The year was 1996. Impending free agency threatened the core of the Orlando Magic basketball team. The fans of the Orlando Sentinel had just voted for Anfernee Hardaway as their preferred superstar. And Shaquille O'Neal was pissed. After all, didn't he just lead the team to the finals the year before? And here are the Chicago Bulls, led by Michael Jordan and desperate for a return to glory. Scottie was there. Rodman was there.

It was a game for the ages. It was a game that truly embodied the NBA-it was fan-tastic. It was a game for the one remaining cherished spot in the NBA Finals. And a better man would have turned it off and attended the Kelly awards.

I'll have the imprint of Shaq battling Michael forever in my mind. I'll remember Scottie posting up on Penny as Nick Ander-son fought Rodzilla for position. And, as I went up to see Jeff and Rich, I'll forever remember the look on their faces when I walked in without the Kelly. I'll forever be indebted to them for not firing me.

Steve Dildarian

Goodby, Silverstein & Partners

San Francisco

Avoiding Pets.com woes

I read with great interest Jacques R. Chevron's article on Pets.com's failings ("Name least of Pets.com's woes," Forum, AA, Jan. 22). It was a pleasant surprise to read a thoughtful and insightful analysis of the situation.

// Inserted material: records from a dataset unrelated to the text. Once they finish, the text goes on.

PR #6739, opened 2018-02-12
Tentative fix for #6520: camlcity.org unresponsive makes AppVeyor fail.

Zimmi48:
**Kind:** infrastructure fix

Fixes / closes #6520 

Let's hope that this works! BTW, I don't like the many unsafe HTTP downloads that this script contains. Especially, given that we subsequently sign and distribute the resulting packages.

PR #8505, opened 2018-09-19
Fix Windows builds: OPAM has changed its URL schema.

Zimmi48:
**Kind:** infrastructure fix.

### DIFF
--- a/dev/build/windows/makecoq_mingw.sh
+++ b/dev/build/windows/makecoq_mingw.sh
@@ -878,7 +878,7 @@ function make_num {
 
 function make_findlib {
   make_ocaml
-  if build_prep https://opam.ocaml.org/archives ocamlfind.1.8.0+opam tar.gz 1 ; then
+  if build_prep https://opam.ocaml.org/1.2.2/archives ocamlfind.1.8.0+opam tar.gz 1 ; then
     logn configure ./configure -bindir "$PREFIXOCAML\\bin" -sitelib "$PREFIXOCAML\\libocaml\\site-lib" -config "$PREFIXOCAML\\etc\\findlib.conf"
     # Note: findlib doesn't support -j 8, so don't pass MAKE_OPT
     log2 make all


MSoegtropIMC (approved):
I did some search and concluded that the official URL for this package is
```
http://download.camlcity.org/download/findlib-1.8.0.tar.gz
```
from this page:
```
http://projects.camlcity.org/projects/findlib.html
```
The contents is identical to the opam package, except that the opam package contains two additional files we don't need.

If it is urgent, the new opam URL is fine, otherwise I would prefer to use the URL mentioned above.

Zimmi48:
@MSoegtropIMC The reason to use another one in #6739 is that the site camlcity was frequently down. This change has proved quite efficient until now.

ejgallego:
Indeed; this is quite urgent as the CI is broken; I will take over a bit later if @MSoegtropIMC cannot do the merge today.

ejgallego:
@MSoegtropIMC , note that `camlcity.org` seems to be hosted in some kind of home-server. As @Zimmi48 pointed out, we had very frequent outages in the past. The OPAM archive change is a kind of exceptional event so we should keep using that one.

MSoegtropIMC:
Ok, if there is a good reason to use a secondary source, I am fine with it.

My plan was to do the merge today around 10:30 today, after CI went through, but fore sure if someone is waiting for it, I don't mind if it is done earlier by someone else.

MSoegtropIMC:
@Zimmi48, @maximedenes : one thing which went slightly wrong with this merge: I recently changed my committer email to a git email. I updated my certificates but forgot to do so on my laptop from which I did run this merge, so the signature doesn't match the email and the commit appears as unverified. This is something one might want to check in the merge-pr.sh script. (I could likely quickly do a PR for this).

Zimmi48:
Sure, if you know how to do so.

MSoegtropIMC:
I created PR #8512.

Since this merge is still on top of the history, shall I quickly redo it signed?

At Petplanet.co.uk (no relation whatsoever to the dot-com but it seemed like a good name!), we have consistently pursued a (for a long time very unfashionable) strategy which I guess you could describe as "suck it and see." We obsessively monitor the effectiveness of every marketing dollar we spend and, if the economics don't stack up, we stop spending. We are also prudent about where we spend our money. Whilst we are not as "slick" as some of the higher profile companies, we are very economically rational.

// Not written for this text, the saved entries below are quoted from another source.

PR #8506, opened 2018-09-19
[ssr] use the right environment in ssrpattern (fix #8454)

### LINKED ISSUE #8454: [ssr] ssrpattern failure: variable n unbound
#### Version
8.7.2 and 8.8.1

#### Operating system
Ubuntu 18.04

The following fails with `Anomaly "Evar ?X5 was not declared`.  On an unrelated note, I don't understand this tactic, and there seems to be no documentation about it.

```
Require Import ssrmatching.ssrmatching.
Goal (if true then true else false) = true.
Proof.
  ssrpattern (if true then true else _).
```

gares:


gares:
ping @maximedenes (ci failure is spurious)

maximedenes (approved):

As Mr. Chevron rightly points out, there is no point building a cost base that presumes a massive market unless you have shown that the market is there. Boy, did we have some frustrating conversations with potential backers about that. Amazing how keen people were to try and convince us to spend millions when we could already prove that the market wasn't (yet) there.

Fortunately, by sticking to our guns we established a leadership position in the U.K. with that rarity in the dot-com world-an economically sustainable business model. I hope we will prove to be a good illustration of how rational economics and sound business sense will always win through in the long run, and maybe even show some U.S. businesses could learn from some of us little ol' Europeans!

Kevin Hague

Co-Founder

Petplanet.co.uk

Livingston, Scotland

Corrections

* In "Creative Pursuits" (Feb. 19, P. 1) and the table "Movers and Shakers" (P. 33), the name of Kevin McKeon, executive creative officer of Bartle Bogle Hegarty, New York, was misspelled.

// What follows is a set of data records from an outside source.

Issue #8492, opened 2018-09-18
DestKO on Scheme Equality


gares:
```coq
Require Import List.
Inductive tree (A : Type) := Node (siblings : list (tree A)).
Scheme Equality for tree.
```

backtrace:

* In "McMahon brings lifetime of marketing to Publicis" (Feb. 19, P. 23), Doug McMahon is chairman-CEO, Publicis, New York, not president-CEO as reported.

* In "Pricewaterhouse hires DiMassimo" (Feb. 19, P. 32), Di-Massimo will work exclusively with PricewaterhouseCoopers' Fi-nancial Advisory Services group, not the accounting or consulting units, if Financial Advertising Services separates from Pricewa-terhouseCoopers.

* In "Found art" (Landmarks, Feb. 19, P. 36), the Diners Club ad was created by WPP Group's Impiric and Y&R Advertising, both Chicago. The caption incorrectly credited the work to Y&R Advertising, New York.

* In "Toymakers are geared up to showcase tween tech" (Feb. 12, P. S-8), the senior VP-consumer products at Nickelodeon is Leigh Anne Brodsky.